>>>>
PR #1778, opened 2024-09-08
Slider : add a AUTO value completely on the left

Tartifless:
The auto value is completely on the left, it is also the default value when nothing is set and it saves nothing in conf file when on AUTO


nadenislamarre:
hum, -1.0 cannot be the default value otherwise, we can't set it.

Tartifless:
> hum, -1.0 cannot be the default value otherwise, we can't set it.

Hi, i have updated the code to get the AUTO value automatically based on preset-parameters (with getAuto () and setAuto() methods).

Tartifless:
@fabricecaruso : can you have a look if this is ok with you ?

fabricecaruso:
if we take the volume slider, which can't be "auto", well it has an auto position. It should not.
I also don't like it the display where the circle is still visible on the left side.

In my opinion it is necessary that:
- you make modifications so that the auto mode does not apply to existing sliders outside of presets like the volume. As long as the standard sliders do not activate an auto mode, it must not exist / be possible (cf. volumes, durations of notifications....)
- Maybe hide the circle when auto is active

PR #1792, opened 2024-09-15
Add sliderauto component

Tartifless:
Fixed :
- no impact on normal slider
- knob disappears when in AUTO


Tartifless:
@fabricecaruso 
I have created a new PR, cancelled the old one

PR #1793, opened 2024-09-18
Sliderauto: add calculation of precision based on slider_step + new preset for filebrowser

Tartifless:


Tartifless:
@fabricecaruso : i have updated the method to get the decimal places as discussed, this one is correct, i have tested with multiple decimals values and it gives me the correct figure without issues in floating point precision.

PR #158, opened 2022-09-21
Pd 2357 qa fixes

spark33:


components/ContentfulRichText/ContentfulRichText.tsx
```diff
@@ -24,10 +25,14 @@ import {
...
 
+const childrenAreNotEmpty = (children) => (
+  React.Children.count(children) && (children.toString()).trim() !== ''
+)
+
 const ContentfulRichText = ({ document }) => (
   documentToReactComponents(document, {
     renderNode: {
-      [BLOCKS.PARAGRAPH]: (node, children) => <Body css={GlobalStyles}>{children}</Body>,
+      [BLOCKS.PARAGRAPH]: (node, children) => childrenAreNotEmpty(children) && <Body css={GlobalStyles}>{children}</Body>,
```
TheSonOfThomp, line 35: Does mapping this to `undefined` in some cases not lead to errors?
<<<<
Retype all of the entries shown above, exactly.

— Answer to this task —
PR #1778, opened 2024-09-08
Slider : add a AUTO value completely on the left

Tartifless:
The auto value is completely on the left, it is also the default value when nothing is set and it saves nothing in conf file when on AUTO


nadenislamarre:
hum, -1.0 cannot be the default value otherwise, we can't set it.

Tartifless:
> hum, -1.0 cannot be the default value otherwise, we can't set it.

Hi, i have updated the code to get the AUTO value automatically based on preset-parameters (with getAuto () and setAuto() methods).

Tartifless:
@fabricecaruso : can you have a look if this is ok with you ?

fabricecaruso:
if we take the volume slider, which can't be "auto", well it has an auto position. It should not.
I also don't like it the display where the circle is still visible on the left side.

In my opinion it is necessary that:
- you make modifications so that the auto mode does not apply to existing sliders outside of presets like the volume. As long as the standard sliders do not activate an auto mode, it must not exist / be possible (cf. volumes, durations of notifications....)
- Maybe hide the circle when auto is active

PR #1792, opened 2024-09-15
Add sliderauto component

Tartifless:
Fixed :
- no impact on normal slider
- knob disappears when in AUTO


Tartifless:
@fabricecaruso 
I have created a new PR, cancelled the old one

PR #1793, opened 2024-09-18
Sliderauto: add calculation of precision based on slider_step + new preset for filebrowser

Tartifless:


Tartifless:
@fabricecaruso : i have updated the method to get the decimal places as discussed, this one is correct, i have tested with multiple decimals values and it gives me the correct figure without issues in floating point precision.

PR #158, opened 2022-09-21
Pd 2357 qa fixes

spark33:


components/ContentfulRichText/ContentfulRichText.tsx
```diff
@@ -24,10 +25,14 @@ import {
...
 
+const childrenAreNotEmpty = (children) => (
+  React.Children.count(children) && (children.toString()).trim() !== ''
+)
+
 const ContentfulRichText = ({ document }) => (
   documentToReactComponents(document, {
     renderNode: {
-      [BLOCKS.PARAGRAPH]: (node, children) => <Body css={GlobalStyles}>{children}</Body>,
+      [BLOCKS.PARAGRAPH]: (node, children) => childrenAreNotEmpty(children) && <Body css={GlobalStyles}>{children}</Body>,
```
TheSonOfThomp, line 35: Does mapping this to `undefined` in some cases not lead to errors?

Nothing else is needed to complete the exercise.